The context is what gives entity its ability to talk to the database, without a context there's no concept of what goes where. Spinning up a context, therefore, is kind of a big deal and it occupies a lot of resources, including external resources like the database. I believe your problem IS the 'new' command, since you would have multiple threads attempting to spin up and grab the same database resource, which definitely would deadlock.
Your code as you've posted it seems to be an anti-pattern. The way it looks, you have your Entity Context spinning up and going out of scope relatively quickly, while your repository CRUD objects seem to be persisting for a much longer time.
The way the companies I have implemented Entity for have traditionally done it exactly the opposite way - the Context is created and is kept for as long as the assembly has need of database, and the repository CRUD objects are created and die in microseconds.
I cannot say where you got your assertion of the context not being shared from so I dunno what circumstances that was said under, but it is absolutely true that you should not share the context across assemblies.
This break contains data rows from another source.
PR #8479, opened 2025-03-03
test(terraform): test to demonstrate 'count' meta argument incorrectl…

Emyrk:
## Description

`count` & `for_each` meta argument is incorrectly handled when referencing a submodule's output. The expansion arguments only work when referencing within the same scope.

This is being caused because  [`expandBlockCounts`](https://github.com/aquasecurity/trivy/blob/main/pkg/iac/scanners/terraform/parser/evaluator.go#L396-L398) defaults to a `count = 1` for unknown values. 

ExpandingBlocks happens before submodule evaluation: 
https://github.com/aquasecurity/trivy/blob/main/pkg/iac/scanners/terraform/parser/evaluator.go#L139-L142

So expanded blocks cannot reference submodule exports. This is inconsistent with `terraform plan/apply` which renders 0 `data` blocks in this unit test.

The solution presented allows `expandBlocks` to be called during `evaluateSteps`, which occurs again after submodules are expanded.

There is still an issue if the `count`/`for_each` argument is used in a module block, meaning a submodule depends on another module output. Since submodule evaluation will not happen again. See the test [`TestBlockCountModules`](https://github.com/Emyrk/trivy/blob/stevenmasley/module_output_count/pkg/iac/scanners/terraform/parser/parser_test.go#L1970-L1998). It is skipped for now.

## Checklist


Emyrk:
@nikpivkin and @simar7, what are your thoughts on this bug? The unit test is a good example and self description. It fails on the latest `main`.

The test only passes because I added in `e.blocks = e.expandBlocks(e.blocks)`, but that solution is incomplete. It was added just to demonstrate the problem.

I don't have a good solution for a more robust fix.

nikpivkin:
Hi @Emyrk ! 

Thanks. I'll look into it.

Emyrk:
@nikpivkin any updates on your thoughts?

pkg/iac/scanners/terraform/parser/evaluator.go
```diff
@@ -140,14 +140,20 @@ func (e *evaluator) EvaluateAll(ctx context.Context) (terraform.Modules, map[str
...
+
 	submodules := e.evaluateSubmodules(ctx, rootModule, fsMap)
 
 	e.logger.Debug("Starting post-submodules evaluation...")
 	e.evaluateSteps()
 
 	e.logger.Debug("Module evaluation complete.")
+	// terraform.NewModule must be called at the end, as `e.blocks` can be
+	// changed up until the last moment.
+	*rootModule = *terraform.NewModule(e.projectRootPath, e.modulePath, e.blocks, e.ignores)
```
Emyrk, line 156: This feels really unfortunate :cry:

pkg/iac/scanners/terraform/parser/evaluator.go
```diff
@@ -401,8 +410,15 @@ func (e *evaluator) expandBlockCounts(blocks terraform.Blocks) terraform.Blocks
...
-		count := 1
+
 		countAttrVal := countAttr.Value()
+		if countAttrVal.IsNull() {
+			// Defer to the next pass when the count might be known
+			countFiltered = append(countFiltered, block)
+			continue
+		}
+
+		count := 1
```
Emyrk, line 421: Defering expansion when `count` is unknown.

pkg/iac/scanners/terraform/parser/evaluator.go
```diff
@@ -254,6 +260,9 @@ func (e *evaluator) evaluateSteps() {
 
 		e.logger.Debug("Starting iteration", log.Int("iteration", i))
 		e.evaluateStep()
+		// Always attempt to expand any blocks that might now be expandable
+		// due to new context being set.
+		e.blocks = e.expandBlocks(e.blocks)
```
Emyrk, line 265: This is the biggest change. It allows `expandBlocks` to occur in `evaluateSteps`.

From my understanding of `expandBlocks` this should be a safe operation. Is there a reason it is currently called outside this context? @nikpivkin ?

Emyrk (commented):
~~This PR currently only solves this for `count`, but the same problem exists for other expansion block types. If this solution is satisfactory, I can write some tests for the other meta arguments.~~

Updated to solve `for_each` as well

Emyrk:
@nikpivkin and @simar7 sorry to keep pinging you on this. Just want to make sure it does not slip through the cracks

Among the same assembly I cannot see any reason why you wouldn't with how many resources it takes to start up a context, and how long it takes to do so. The Entity Context is quite heavy, and if you were to make your current code work by going single-threaded I suspect you would see some absolutely atrocious performance.
So what I would recommend instead is to refactor this so you have Create(BackEndEntites context) and Update(BackEndEntities context), then have your master thread (the one making all these child threads) create and maintain a BackEndEntities context to pass along to its children. Also be sure that you get rid of your AgentControllers and OrderControllers the instant you're done with them and never, ever, ever reuse them outside of a method. Implementing a good inversion of control framework like Ninject or StructureMap can make this a lot easier.